# Making Screw Clamps



## Rolf Maxa (Feb 8, 2005)

I have some left over 8/4 Ash, and I was thinking I would make two screw clamps. Does anyone know where I can get the hardware? 

Rolf


----------



## bobj3 (Jan 17, 2006)

Hi Rolf

Grizzy
http://www.grizzly.com/products/h2849
4" to 12" kits below
http://www.grizzly.com/catalog/2007/Main/342

I have made many clamps with the Grizzly kits,, they are OK but the handles are not the best, you may want to make your own handles, But the rods and the nuts are the hard parts to find they are left hand and right hand threaded.

They use a small pin to lock the handles on to the rods and are sharp and must be ground down after you make the clamps, I now use the kits but use copper tubing that I put in a sheet metal screw to hold them on to the rods but other than that they are great kits, I have 4 or 5 kits in the tool box all the time so I can use the scrap stock when I have some left over from a project. 

Note*** if you get some of the kits,,, don't put the pins in place right off the bat, they are tickey to setup and it will take you a time to two to get it down right...

Bj 




rmaxa said:


> I have some left over 8/4 Ash, and I was thinking I would make two screw clamps. Does anyone know where I can get the hardware?
> 
> Rolf


----------



## Rolf Maxa (Feb 8, 2005)

Thanks BJ, I just ordered two of the 12" kits. Looking forward to see how them come out after I put them together. Thanks again for your help.
Rolf


----------



## bobj3 (Jan 17, 2006)

You'er Welcome Rolf

They are fun to make, once you get it down, in the instructions they show how to wobble out the slot for the screw, I did it that way the 1st time I made them and then I said that was to much work so I just put in a bigger hole in it ( if I recall it was the same one I used for the nut) works just fine that way...plus on the 12" kits they use a unsize nut (odd round OD size) and I just used the drill bit I had and it worked just fine also,it was just a bit bigger than the OD of the nut... 
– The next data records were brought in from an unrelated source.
PR #467, opened 2026-09-14
Unblock the optimization loop on a standalone AgentX trace-replay run

amd-ethany:
Stacks on top of #446. This is deliberately **not** an attempt to make the AgentX
path complete or optimal — it is scoped to the specific failures that were
**stopping the GEAK optimization loop from making progress at all**: a wedged box,
a poisoned process, a crashed leg accepted as a clean number, a single hardware
abort throwing away an hour of measurement, and an acceptance band loose enough to
call noise a win.

Each fix below is here because it cost a real run. Anything that merely made the
run *suboptimal* was left alone.

## What this depends on from #446

#446 landed the AgentX client adapter and `MEASUREMENT_PURPOSE`, but not the
workload-declaration machinery (`workload_kind`, `observed_isl`/`observed_osl`,
`GEAK_WORKLOAD_KIND`). The first five commits here carry that, because three of
the fixes gate on it. They are pre-existing work on this branch, rebased, not new.

### 1. The overlay forked the box (`overlay_setup.py`)

ROCm arch probes (`rocm_agent_enumerator`, `rocminfo`, `offload-arch`, …) inherit
`PYTHONPATH`, re-enter the overlay, and recursively spawn. One run reached **13.7k
processes** before the node was unusable.

Two changes:

- **Stand down inside arch probes.** A probe is detected by `basename(sys.argv[0])`
  against a known set, or by `abspath()` starting with `/opt/rocm` / `/usr/local/rocm`,
  and is treated as a no-op: empty manifest, no imports.
- **Inject through the import machinery.** The previous shim called `exec_module`
  eagerly, which ran submodules *before* the package `__init__`, leaving two live
  module objects per dotted name. Replaced with an `importlib.abc.MetaPathFinder`
  at `sys.meta_path[0]` that claims names at real import time.

An empty manifest still installs the finder, so a baseline leg is byte-identical to
a candidate leg; the finder only claims modules when the manifest has entries.

**Validated on hardware.** A real `/opt/rocm/bin/rocm_agent_enumerator` was run
under the overlay with a rebind hook importing `aiter` — the exact wedge scenario —
behind a `ulimit -u 400` safety net. The probe stayed inert, spawned nothing, and
still answered `gfx950 ×8`. Control: a normal interpreter on the same node with the
same manifest still received the overlay.

### 2. Graph capture poisoned the process (`seam_trace.py`)

Profiler operations are illegal during CUDA/HIP graph capture on ROCm. The failed
call poisons the process, and the next `hipblasCreate` dies with
`HIPBLAS_STATUS_INTERNAL_ERROR`.

Added a `_capturing()` guard on `torch.cuda.is_current_stream_capturing()` (with a
fallback for older torch). While capturing, `_start_profile()` declines,
`_finish_profile()` defers, and `marked()` becomes a pass-through. A deferred
profile stays active and exports on the next eager call or via the `atexit` hook,
so no trace is lost.

**Validated on hardware.** Real HIP graph capture around a marked seam, then a
post-capture hipBLAS GEMM on a fresh handle: the fixed version survived, exported
all traces, and matched eager results. Pre-fix, the same script **segfaulted
(exit 139)** with `operation not permitted when stream is capturing`.

### 3. A crashed leg came back as a clean number (`agentx.sh`)

On the 20260912 run a candidate killed `EngineCore` and failed **7.368%** of its
requests, stayed under the flat `0.10` threshold, and was accepted as usable
against a clean reference.

One flat number cannot serve both kinds of leg. A search leg is exploring and a bad
tail costs only that probe. A leg whose number will be **compared** cannot absorb
failures at all, because the requests that fail are the long/large trajectories — so
dropping them flatters whichever leg did the crashing. The tolerance is now derived
from `MEASUREMENT_PURPOSE`: `0.10` for search, `0.01` for `parity` / `validation` /
`canonical`. `AGENTX_FAILED_REQUEST_THRESHOLD` still overrides.

The declaration no longer pins the env var unconditionally, so the client-side
default governs when nobody asked for a specific value.

> Note on `0.01`: aiperf only cancels once **at least 10 requests have failed** *and*
> the rate is exceeded. At these volumes (~200–900 requests/leg) that grace floor is
> already 1–5%, so `0.01` means "cancel at the grace floor", not "cancel at 1%".

### 4. One hardware abort threw away an hour (`bench_e2e.sh`)

`HSA_STATUS_ERROR_EXCEPTION 0x1016` — an async queue abort from a compute-unit
exception at long context — reproduced on **three separate nodes** (Sep 9, m2m-104,
m2m-276), independently of config. That makes it a property of the stack at this
context length, not one bad box, and a 2-attempt budget means a single abort
discards a full measurement leg.

The per-replica attempt budget now defaults by workload using the existing
`GEAK_WORKLOAD_KIND`: **3** for `agentx_trace_replay`, **2** everywhere else.
No new knob; explicit `BENCH_MAX_ATTEMPTS` still wins.

### 5. The acceptance band called noise a win (`e2e_workflow.js`)

The `0.5%` default is trustworthy for a fixed-shape workload, where a replica is a
fixed amount of identical work. A trace replay is not that: it is client-paced over
trajectories of wildly unequal size (ISL p50 83k, p99 491k) against a prefix cache
running 85–96% hits, so a replica completes a whole number of trajectories and its
throughput quantises on which ones it got through.

The 20260912 validation measured this directly — three replicas of the **baseline**,
same config, same box, spread **3.43%** (24054.0 / 23255.9). A 0.5% band against a
3.4% measurement is 5–7× too permissive.

The band is now scoped per workload: `3.5%` for AgentX, `0.5%` otherwise, with an
explicit `noise_band_pct` outranking both.

## Rebase notes for reviewers

Two conflicts against #446 needed decisions rather than mechanical resolution:

- **`bench_e2e.sh`** — #446 added the `warm_server` default lifecycle and extracted
  the two inline Python summarizer heredocs into `bench_summarize.py`. Both sides
  kept; the `bench_env.sh` channel is sourced **before** the lifecycle default so a
  workload declaring `REPEATS`/`PROFILE`/`GEAK_REPEAT_MODE` lands in the carve-out
  rather than being defaulted out from under it.
- **`bench_summarize.py`** — our `observed_isl`/`observed_osl` measurement lived
  inside the heredocs #446 deleted, so it was ported into **both** emitters, per that
  file's own docstring warning that a contract field added to one and not the other
  yields two different `bench_summary.json` shapes with nothing to catch it.
- **`e2e_workflow.js`** — took #446's removal of `E2E_REPEATS` (the round count now
  belongs to the lifecycle); no reference to it survives anywhere.

## Testing

Run in the campaign container on an MI-class node against this exact tree:

| suite | result |
| --- | --- |
| pytest (54 files, list read from the CI workflow) | **2151 passed**, 2 skipped, 125 subtests |
| standalone contract checks | 4/4 pass |
| node suites | 6/6 pass |
| `bash -n` (CI's blocking shell check) | 14/14 files parse |

New coverage, all wired into CI in this PR (they were in no CI list before, so these
guards were only ever checked by hand):

- `test_overlay_injection_runtime.py` — import order/identity, empty-manifest parity,
  the fork-bomb guard against 9 known probe names plus the `/opt/rocm` path prefix,
  and a scalar control proving normal script names still get the overlay. The pre-fix
  shim is frozen into the test as a constant and **fails** the import-order and
  probe-guard cases, so the tests discriminate.
- `test_seam_trace_capture_guard.py` — capture query, marker pass-through, and
  profile-lifecycle deferral against a stubbed torch with a flippable capturing flag.
  A control test neutralizes `_capturing()` and confirms the fatal operations return.
  No GPU and no torch install needed.
- `test_noise_band_scope.js` — reads the real source expression and checks a
  fixed-shape run is unchanged at 0.5%, AgentX is at least the measured 3.43%, and an
  explicit band overrides both.

Also extended `test_bench_replica_lifecycle.py` (attempt-budget scoping, override,
malformed fallback) and `test_agentx_client_canonicality.py` (threshold per purpose,
plus a regression check that the 20260912 failure rate would now fail a parity leg
and still pass a search leg).

## Deliberately out of scope

- **In-workflow exercise of the overlay and capture guards.** Both need a candidate
  A/B leg. A 2-hour smoke cannot reach one — the baseline parity leg alone is 3600s,
  an A/B leg is ~9 min boot/warmup plus a 900s floor, and the contract requires two —
  so they rest on the standalone hardware validations above plus unit tests. Expected
  to be exercised by the first full-budget run.
- **The `3.5%` constant is empirical**, measured on Kimi-K3 at ~113k context. It is
  gated on *workload*, not model, so another model on the AgentX workload inherits it.
  It is a placeholder for deriving the floor from the replica spread Setup already
  measures.
- **Budget-dispatch behavior.** At a 2h budget the final reserve compresses to 1440s
  (the 20% cap) and a 900s leg can still be dispatched inside it, which starves
  Report/Validate. Pre-existing upstream behavior, unrelated to these fixes, and it
  does not bite at realistic budgets — not touched here.
- **`workflow_parse_error` at agent handoff.** Transient, recovers on retry, and no
  fix here touches the agent interface.


zihaoanllm:
The current tests mainly cover individual components and contracts. I think it would be good to add an end-to-end test to validate the full AgentX workflow.

yueliu14 (approved):

e2e_workflow/e2e_workflow.js
```diff
@@ -641,8 +862,21 @@ const GRAPH_REQ = CUDA_GRAPH_DEPLOY ? (
...
+// whole number of trajectories and the throughput it reports quantises on which ones it got
+// through. The 20260912 validation measured that directly: three replicas of the BASELINE, same
+// config, same box, spread 3.43% (24054.0 / 23255.9). A 0.5% band against a 3.4% measurement is
+// 5-7x too permissive -- it would call a pure-noise difference a win -- so this workload carries
+// its own floor. Hardcoding it is a placeholder for deriving it from the replica spread Setup
+// already measures; until then the number is at least the measured one rather than an
+// inapplicable default.
+const NOISE_BAND_AGENTX = 3.5;
+const NOISE_BAND_DEFAULT = parseFloat(
+  A.noise_band_pct != null ? A.noise_band_pct : (IS_AGENTX ? NOISE_BAND_AGENTX : 0.5));
```
iraj465, line 879: Could you clarify how the 3.5% AgentX threshold is intended to take effect after Setup?

`roles/director.md:131-142` still instructs the Director to return `noise_band_pct=0.5`, and the workflow later assigns `NOISE_BAND = setup.noise_band_pct || NOISE_BAND_DEFAULT`. Executing the real workflow through that assignment with the documented Director response gives:

```text
AgentX default: 3.5% -> effective NOISE_BAND: 0.5%
args.noise_band_pct=1.25 -> effective NOISE_BAND: 0.5%
```

The new test checks the fallback expression, but that fallback is bypassed by the nonzero Setup value. Should the resolved workload threshold be passed into Setup and distinguished from the Director's legacy default, so ordinary AgentX runs actually use the intended band?

e2e_workflow/e2e_workflow.js
```diff
@@ -577,17 +577,238 @@ const EXPERT_SKILL_ROLES = new Set(['system_architect', 'op_benchmarker', 'e2e_i
...
+  const pairs = [
+    ['GEAK_WORKLOAD_KIND', WORKLOAD_KIND],
+    ['GEAK_ISL_OSL_INACTIVE', '1'],
+    ['BENCH_CLIENT', 'agentx'],
+    ['E2E_METRIC', AGENTX_E2E_METRIC],
+    ['GEAK_METRIC_BASIS', AGENTX_METRIC_BASIS],
+    // A trace replay measures ONE duration-bounded window per replica; the
+    // synthetic default of 3 repeats would triple a 900s leg for no variance
+    // information the replica protocol does not already give us.
+    ['REPEATS', '1'],
```
iraj465, line 777: Is `REPEATS=1` intended to limit the client window within each replica, or the number of outer replicas?

`bench_e2e.sh::_resolve_samples` gives `REPEATS` precedence over `REPLICAS`. With the generated declaration sourced, I reproduced this using the real shell dispatcher and its existing CPU fake adapter:

```text
isolated_server, validation, REPLICAS=3
without declaration: 3 launches, 3 successful replicas
with declaration:    1 launch,  1 successful replica
```

The second summary reports `requested=successful=1` and `usable_for_acceptance=true`, so the caller's requested replication disappears. Could the single-client-window default be applied after the outer replica count is resolved, or use a separate setting?

e2e_workflow/e2e_workflow.js
```diff
@@ -577,17 +577,238 @@ const EXPERT_SKILL_ROLES = new Set(['system_architect', 'op_benchmarker', 'e2e_i
...
+    ['CONC', String(AGENTX.concurrency != null ? AGENTX.concurrency : CONC)],
```
iraj465, line 778: Should `workload_spec.concurrency` also determine the `WORKLOAD.conc` passed to role launch templates?

For a standalone request with `workload_spec: {kind: "agentx_trace_replay", concurrency: 8}` and no top-level `conc`, this declaration defaults `CONC` to 8, but the workflow's `CONC` and `WORKLOAD.conc` remain 64. The Director's documented launch explicitly passes `CONC=<conc>` from `WORKLOAD`; the assign-if-unset declaration then preserves 64.

Executing that launch path through the real adapter emitted `--concurrency 64`, while the workload-identity prompt described concurrency 8. Is there another resolution step intended to reconcile these? Otherwise, resolving one effective concurrency for the role inputs, prompt, and environment would avoid measuring a different workload.

e2e_workflow/e2e_workflow.js
```diff
@@ -577,17 +577,238 @@ const EXPERT_SKILL_ROLES = new Set(['system_architect', 'op_benchmarker', 'e2e_i
...
+    ['GEAK_AGENTX_SCENARIO', AGENTX.scenario],
+    ['AGENTX_DATASET', AGENTX.corpus],
+    ['AGENTX_CANONICAL_DATASET', AGENTX.canonical_corpus || AGENTX.corpus],
```
iraj465, line 781: Should an omitted `canonical_corpus` retain the scenario's canonical corpus instead of following any `corpus` override?

Changing only `workload_spec.corpus` to `semianalysis_cc_traces_weka_062126_256k` also changes `AGENTX_CANONICAL_DATASET` here. With the same successful simulated aiperf export, the real adapter directly invoked on that capped corpus produces `submission_valid=false` with a corpus-mismatch reason; sourcing this declaration produces `submission_valid=true` with no reasons.

The adapter documents that aiperf cannot detect a wrong corpus, so the client comparison is the relevant safeguard. The declaration test currently expects a custom corpus to become canonical automatically. Is that intentional for the unchanged `inferencex-agentx-mvp` scenario, or should redefining canonical identity require an explicit `canonical_corpus`?

iraj465 (commented):
Reviewed at `c497a3d19bf97d5b9917eda65ac6b8ffc6ff3b1b`. I have four clarification questions about how the standalone workload declaration interacts with Setup, replica scheduling, concurrency, and canonical-result labeling; the inline comments include the observed behavior.

I traced these through the Python entry point, JS orchestration and role instructions, shell lifecycle, and AgentX adapter/mapper. The reproductions used the actual workflow through Setup with a deterministic Director response, the real shell dispatcher with its existing CPU test adapter, and the real AgentX adapter/mapper with a simulated aiperf export. They did not run GPU serving or a full AgentX optimization.

Validation: all six JS suites, four standalone contract checks, and syntax checks for the four changed shell files passed. The 53-file Python run had 2,237 passes, six skips, 125 passing subtests, and one existing SDK-dependent test failure. That test's full 17-test file passed with the SDK unavailable, matching CI's dependency assumptions. The ROCm guards passed their relevant local regression tests.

On the 12" ones I make the clamp parts (wood parts) a bit longer than the norm, 16" to 24" long so I use them on deep clamp up jobs..but they also work for the stantard clamp up jobs also  it's the only clamp I have that will do ...

Bj 



rmaxa said:


> Thanks BJ, I just ordered two of the 12" kits. Looking forward to see how them come out after I put them together. Thanks again for your help.
> Rolf


----------



## Joe Lyddon (Sep 11, 2004)

rmaxa said:


> I have some left over 8/4 Ash, and I was thinking I would make two screw clamps. Does anyone know where I can get the hardware?
> 
> Rolf


Rolf,

On this page, http://www.woodworkstuff.net/woodidxjigs.html , there is a section toward the bottom titled Clamping...
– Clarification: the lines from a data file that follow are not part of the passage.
PR #468, opened 2026-09-15
fix(roofline): correct gfx950 HBM bytes, and count the achieved side instead of assuming it

chushic:
## Summary

Two independent ways the roofline numbers GEAK reports are wrong on gfx950, and a real run showing what the second one cost.

- **The profiler's own HBM byte count is wrong on gfx950.** rocprof-compute builds L2→HBM read bytes by counting 128B reads via `TCC_BUBBLE` and inferring 64B reads by subtraction. `TCC_BUBBLE` is not a 128B read counter on that arch, so every derived metric is wrong with no error raised — SoL **L2-Fabric Read BW** (what `profile_engineer` reads as effective HBM bandwidth, collected even under the default `--no-roof`), plus HBM Bandwidth and AI HBM wherever the roofline block is taken. Against a memcopy of exactly known traffic the stock formula was **−25.0% on total bytes, −50.0% on reads**. Upstream fixed it in [ROCm/rocm-systems@aa5dfb9](https://github.com/ROCm/rocm-systems/commit/aa5dfb98f96ab080de97259df64ba0d36f6796b4), released in rocprof-compute 3.5.0 (ROCm 7.12.0); images pinned to older ROCm still carry it — ROCm 7.2.0 ships 3.4.0. New `rocprof_compute_env.py` reports the tool version, build, install root, ROCm version and gfx arch, then **decides from the installed formula rather than the version string**, and absorbs the fix when it is missing.

- **The achieved side of the ratio was assumed, not counted.** `SKILL.md` §5 already called stage-C counters the high-confidence path, but nothing enabled it: `bytes_from_counters` / `flops_from_counters` were wired to no caller, `roofline_metrics` could only be fed analytic estimates, and the emitted row was indistinguishable from a measured one. So every published `roofline_pct` rested on `2·M·N·K` — the cost of the arithmetic we *assume* the kernel performs — and, for MoE, on `experts_hit`, an expected value over a routing distribution nobody observed.

## What changed

**`rocprof_compute_env.py`** (new, stdlib-only) + a preflight hook in `profile_kernel.sh`. Scoped to the read term on gfx950: the write term in the same expressions and `1800_l2_cache_per_channel.yaml`, where `TCC_BUBBLE` is reported as itself, are deliberately untouched and a regression test holds that boundary. Fail-soft throughout — an unwritable (root-owned) tree, a missing install or a raising probe all degrade to a recorded status, profiling still runs, and the report now carries its measurement basis. `GEAK_ROCPROF_AUTOPATCH=off` disables it, `=check` reports without patching.

**`roofline_tools.py`** gains `bytes_measured` / `flops_measured`, both defaulting to false because a caller that says nothing about provenance is reporting an estimate. `measurement_basis` (`counters|mixed|model`), `confidence` and `rankable` are now **derived from provenance** rather than self-reported by the agent. `rankable` is decided **per axis**, because `roofline_pct` is achieved/peak on one roof: bytes must be counted for a memory-side verdict, FLOPs for a compute-side one — counting traffic does not license a compute-bound claim. `roofline_metrics_from_counters()` connects the counter helpers to the metric, falling back to the analytic estimate per side and marking each accordingly.

Stage A/B rows keep their verdicts, so the §9 calibration and ranking-inversion tests are unchanged; they are simply no longer rankable.

## Why it matters — SKILL.md §9.1, from a real run

Run `20260907T031112Z-58636ae3` (Qwen3.8-2.4T-A95B-MXFP4, gfx950, TP8, isl/osl 8k/1k, conc 64). The MoE stage-1 head is **20.6% of GPU time**, the largest kernel in the run. Its modelled bytes (`experts_hit = 365.5/512`) imply 11.67 TB/s — **1.459× of peak HBM**. `bytes_upper_bound` puts the over-count at **≥1.46×** from the artifact's own arithmetic. The L3 ladder caught it and refused a verdict, so the biggest kernel in the run produced **no routing signal**. Stage-2 failed identically at 1.203×.

The entry then concluded *"the kernel is AT or very near the memory roof, so the lever is BYTE REDUCTION"* and enumerated four levers under it — inferred from the direction of an infeasible number, because a byte model that overshoots feels like evidence of saturation.

Counted with `rocprofv3 --pmc FETCH_SIZE / WRITE_SIZE` and fed through the new path:

| | bytes modelled | bytes counted |
|---|---|---|
| `hbm_util` vs the 8 TB/s table peak | **1.459** | 0.301 |
| `bound_type` | memory | **latency** |
| `headroom_class` | **unknown** | underperforming |
| `attainable_speedup` | — | **2.99×** |
| `measurement_basis` / `rankable` | `model` / **false** | `mixed` / **true** |

Both utilisations are under 0.60, so the measured point is latency/occupancy-bound and §7 routes it to occupancy and dependency chains — the **opposite** lever from the one the modelled row prescribed. The two rows do not differ in precision; they route to opposite tracks.

§9.1 states plainly that the counted column is a different operating point (E=256/inter=2048, CK dispatch) than the modelled one (E=512/inter-per-rank=512, AITER ASM), rather than implying a bytes-to-bytes delta — the point being that the achieved side depends on the operating point and the dispatched backend, so it must be counted per measurement.

## Test plan

- **New:** `kernel_workflow/scripts/tests/test_rocprof_compute_env.py`, 12 cases over synthetic install trees (GPU-free): stock tree reported untrustworthy; version alone does not decide; fix absorbed and idempotent; other arches and unrelated `TCC_BUBBLE` uses untouched; unwritable tree degrades instead of raising; CLI exit code signals untrustworthy. Added to the L0 list.
- **New:** 14 cases in `test_roofline_skill.py` for the basis contract and the §9.1 counter-example, including that rankability follows the axis the verdict sits on, and that a `suspect` row stays unrankable however it was obtained.
- **Unchanged:** all 29 pre-existing roofline tests, the §9 calibration and the ranking inversion.
- **End-to-end:** `rocprof_compute_env.py --check/--apply` verified against a real rocprof-compute 3.4.0 tree (ROCm 7.2.0 image) — detects, patches all three sites, is idempotent on re-run, and the patched YAML still parses and `roofline_calc.py` still compiles.
- **Measurement:** rocprofv3 1.1.0 on MI355X / ROCm 7.2.0, median of 4 dispatches. `FETCH_SIZE` and `WRITE_SIZE` had to be collected in **separate passes** — the pair overflows the hardware counter slots in one (`error code 38: Request exceeds the capabilities of the hardware to collect`) and rocprofv3 then aborts on signal 6. Full provenance recorded alongside the run.
- **L0 locally:** 2090 passed, 2 skipped. `bash -n` over the workflow scripts passes.

> ⚠️ Three tests in `kernel_workflow/scripts/tests/test_experience_store.py` fail on this branch. **They also fail on pristine `origin/main` (c0c0e2ae) with none of this branch's changes in the tree** — verified in a clean worktree — so they are pre-existing from the KB-attest merge (#444), not from this PR. Not touched here.
>
> The node regression `test_analysis_skill_off_identical.js` was not run locally (no node on the cluster). No `.js` file is modified by this branch.

## Notes for review

Three things are judgement calls, flagged deliberately:

1. **`rankable` per axis.** A memory-bound row whose bytes were counted but whose FLOPs were not is `rankable=True` at `confidence=medium`. The reasoning is that `roofline_pct` is a ratio on one roof and the unmeasured quantity never enters it. The stricter alternative (both sides counted) is a one-line change.
2. **`GEAK_ROCPROF_AUTOPATCH` defaults to `auto`**, i.e. it will modify `/opt/rocm*` inside the container when it finds the broken formula. `=check` is the conservative default if preferred — though then the numbers stay wrong, just recorded as wrong.
3. **Branch layout.** Commits 1 and 2 are independent (`kernel_workflow` and `e2e_workflow` respectively) and both carry the `fix` intent; commit 3 is the evidence for commit 2. If you would rather see this as two PRs, the commits cherry-pick cleanly.


yueliu14:
Pushed one more commit to this branch: `04547444` — **fix(roofline): one row per shape, folded by deployment time**.

It is the same class of defect as the two already in this PR (a quantity that was assumed rather than counted), arriving on the **denominator** instead of the numerator, so it seemed to belong here rather than in a PR of its own. Happy to split it out if you'd rather keep this one to the two original commits.

### The defect

§3 step 5 already says *"Compare bytes for ONE launch against ONE launch's `base_latency_ms`."* The input the skill is handed cannot satisfy that:

- the **time** is `base_latency_ms` = `total_us / count` over a whole phase (`parse_profile.py:199`) — the mean over **every shape** the kernel ran;
- the **bytes** come from `_est_shape` (`parse_profile.py:203`) — a **single representative shape**.

Numerator and denominator describe different operating points, and nothing flagged it.

The bias has a **fixed sign**, which is what makes it actionable rather than merely imprecise. A prefill phase is a few very large chunks plus many small remainders: the modal shape is small, the mean time is dragged up by the large ones. `bytes(small) / mean_time(dragged up)` understates achieved bandwidth → `roofline_pct` reads low → `attainable_speedup = target_eff / roofline_pct` reads **high**. Phantom headroom, worst on exactly the kernels whose shape distribution is widest — and `expected_e2e_gain_pct` then allocates budget by it. That is §9.1's own complaint (a modelling failure turning into a plan) arriving by a second route.

**Counters do not close it.** Commit 2 makes the *bytes* a measurement; if the denominator is still a phase mean, the mismatch survives intact — a counted numerator over a mis-specified denominator is a more confident wrong answer.

### What changed

`fold_cases()` computes one row per `(shape, dtype)` case out of `profile_workload.json` — each pairing that case's own bytes with its own `baseline_latency_ms` — then folds them weighted by `calls × latency`.

The weight is **not a heuristic**. With `pct_i = bytes_i / (t_i · peak)` and `w_i = calls_i · t_i`:

```
Σ(w_i · pct_i) / Σ(w_i)  =  Σ(calls_i · bytes_i) / (peak · Σ(calls_i · t_i))
```

— total bytes over total time over peak, the true aggregate achieved ratio. Time-weighting the percentages **is** the aggregate, not an approximation of one. Weighting by call count alone is not: on the self-test distribution it reads 0.38 against the correct 0.52, because it lets a shape that runs often but briefly outvote the one consuming the wall clock.

Three constraints keep that identity true, each with a test:

1. **Never fold across `roof_axis`.** The identity holds only while `peak` is common to every term. Mixed input returns *several* summaries, one per axis, and `pct_gpu_time` is split between them so the per-axis `expected_e2e_gain_pct` stays inside the kernel's real budget instead of each axis claiming all of it. `roofline_metrics` now reports `roof_axis` explicitly — `bound_type` is **not** a proxy for it, since it can read `latency` while the ratio still sits on the memory roof.
2. **`calls` comes from the deployment trace**, never a unit test's replay count — a harness's loop configuration must not decide the production verdict. Rows without positive deployment calls are excluded, not defaulted to 1.
3. **Only rows with a verdict are folded.** Dispatch-bound and L3-infeasible rows carry `headroom_class="unknown"` because their ratio is not evidence; folding them at their clamped value manufactures saturation out of a measurement failure. The excluded weight share is reported.

`attainable_speedup` / `expected_e2e_gain_pct` contain `1/pct` and are not linear in the ratio, so they are recomputed from the folded value; `classify_headroom` is re-run rather than voted.

**Additive only.** The existing top-level fields keep their meaning and shape, so `system_architect` and every other consumer of `roofline_pct` are untouched. The phase-averaged fallback is still allowed when `profile_workload.json` is absent — it now carries `confidence: "low"`.

### Magnitude, on a real run

Measured on GLM-5.2-MXFP4 (gfx950, TP8, conc 10, isl/osl 25k/1k), seven top kernels, 71 shape cases. Six of the seven barely move (their shape spread is narrow — `cudagraph_capture_sizes` pins decode to a handful of batch sizes, which is exactly the case §3a says is usually fine). The MoE head, whose prefill M spans 1936→32768, moves from **45.4% to 64.0%** of the memory roof, i.e. its reported `attainable_speedup` drops 1.98× → 1.41×. Same collection, same kernel, same counters — only the pairing of numerator and denominator changed.

### Test plan

- **New:** 7 cases in `test_roofline_skill.py` — the weighting identity to 1e-12; a 30/60/80 distribution reading 30% modal-only vs 52% folded (a **1.74× overstatement** of headroom); no-verdict and zero-calls rows excluded without moving the ratio; mixed roofs returning two summaries with the GPU budget conserved; `roof_axis` recorded independently of `bound_type`; bad input returning `None` instead of raising.
- **New:** 4 assertions in the `--selftest` path, same properties.
- **Unchanged:** all 45 pre-existing roofline tests pass (52 total), plus `test_parse_profile` and `test_workload_alignment`. `--selftest` passes.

It may give you some ideas...


----------



## Rolf Maxa (Feb 8, 2005)

Thanks guys for the feedback. I'm looking forward to getting the hardware. 

Rolf


----------



## Rolf Maxa (Feb 8, 2005)

I have finish just one of the two kits I bought. Wood can fool you, you think you have enough for two cam to find out it only made one. I will have to go to my lumber company for some more hardwood. I have included some pictures of the one and only. :'( 

Rolf


----------



## bobj3 (Jan 17, 2006)

Hi Rolf

You did a nice clean job 

I see you have your name on them, that's a nice touch 
Fun to make ,,,Right 

Bj 

========= 




rmaxa said:


> I have finish just one of the two kits I bought. Wood can fool you, you think you have enough for two cam to find out it only made one. I will have to go to my lumber company for some more hardwood. I have included some pictures of the one and only. :'(
> 
> Rolf


----------



## RustyW (Dec 28, 2005)

Rolf, the same day as your original post, I got a new HF sales flyer. Those clamps were on sale so cheap, I thought why would anyone want to make there own. But seeing your finished product, I can see theres a lot of "I made that myself" satisfaction in it. They look great.


----------



## challagan (Feb 7, 2006)

Looks great Rolf, nice job! 

Corey


----------



## Rolf Maxa (Feb 8, 2005)

Thanks guys, it was fun making the one.
Rusty, I haven gotten a HF flier in a long time, what were they going for? I only spent $6 for the kit and I had the wood.

Rolf


----------



## bobj3 (Jan 17, 2006)

Hi Rolf

Just a butt in post... 

$5.oo on sale at Harbor Freight,heck of a price 


http://www.harborfreight.com/cpi/ctaf/displayitem.taf?Itemnumber=4854


Bj 



rmaxa said:


> Thanks guys, it was fun making the one.
> Rusty, I haven gotten a HF flier in a long time, what were they going for? I only spent $6 for the kit and I had the wood.
> 
> Rolf


----------